New York Times uber-liberal columnist Maureen Dowd has been booted off John McCain’s plane. Awesome! The Pittsburgh Post Gazette has the story:
The McCain campaign has barred her (Dowd) from flying in the McCain and Palin press planes, even though major media outlets routinely pay thousands to the campaigns every day for travel and expenses (and also begs the question, why didn’t her media colleagues Man Up and get her aboard anyway?)
It all started when Maureen covered an Aug. 30 McCain-Palin rally in Washington, Pa., then wasn’t let on the McCain plane afterward, forcing her to overnight at a Pittsburgh airport hotel while the traveling press went on without her.
“I had had a great relationship with John McCain for 16 years, through columns he liked and didn’t like. So at first I thought it was a mistake and doublechecked with the press office. They said I was banned from both planes for ‘the foreseeable future.’ Then [McCain spokeswoman] Nicole Wallace was gloating about it to reporters on the Palin plane,” Dowd wrote in an email.
Let’s face it, John McCain has been accused by the New York Times of having an extramarital affair without any evidence whatsoever. It has run countless stories on the 17 year old daughter of Sarah Palin. Dowd is not a journalist. She is a liberal columnist who misconstrues every utterance from conservatives to its worst possible meaning. So I know it didn’t go down like this video but when I think of this incident, this is how I’m going to remember it. Harrison Ford would me McCain. Dowd would be Gary Oldman.
H/T Newsbusters
October 2, 2008 at 4:03 pm
“No ticket.”
-Indiana Jones and the Last Crusade
October 2, 2008 at 5:22 pm
That’s the best comment of the day. You win.

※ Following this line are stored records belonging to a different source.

PR #1382, opened 2024-02-05
feat(webserver): Use hash IDs rather than numeric row IDs in external API

boxbeam:
Closes TAB-470


ee/tabby-webserver/src/lib.rs
```diff
@@ -24,3 +29,25 @@ pub mod public {
...
 }
+
+static HASHER: OnceLock<HashIds> = OnceLock::new();
+
+#[derive(thiserror::Error, Debug)]
+#[error("Invalid ID")]
+pub struct InvalidIDError;
+
+fn hasher() -> &'static HashIds {
+    HASHER.get_or_init(|| HashIds::builder().with_salt("tabby-id-serializer").finish())
```
wsxiaoys, line 40: seems you could just use `lazy_static` for the purpose?

wsxiaoys (approved):

ee/tabby-webserver/src/lib.rs
wsxiaoys, line 1: revert this file?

October 2, 2008 at 6:40 pm
The more I think about it, it really must be quite a hat-dance between unsympathetic reporters and the politicians they are covering. The policians, aware that whatever they say will be panned and distorted by the reporter; and the reporter, knowing that they need to phrase their question to be “sharp” enough so as not to appear pandering, but open enough so as not to discourage the politician from ever calling on him/her again. And all the while, both smiling and gritting their teeth at the mere sight of each other.
Fun times I’m guessing.
October 2, 2008 at 6:46 pm
“New York Times uber-liberal columnist Maureen Dowd has been booted off John McCain’s plane.”
I hear they gave Mo’s spot on the plane to Catherine Zeta-Jones.
October 2, 2008 at 11:28 pm
“Get…off…my…plane!”
— some cheesy movie about a president’s plane being hijacked.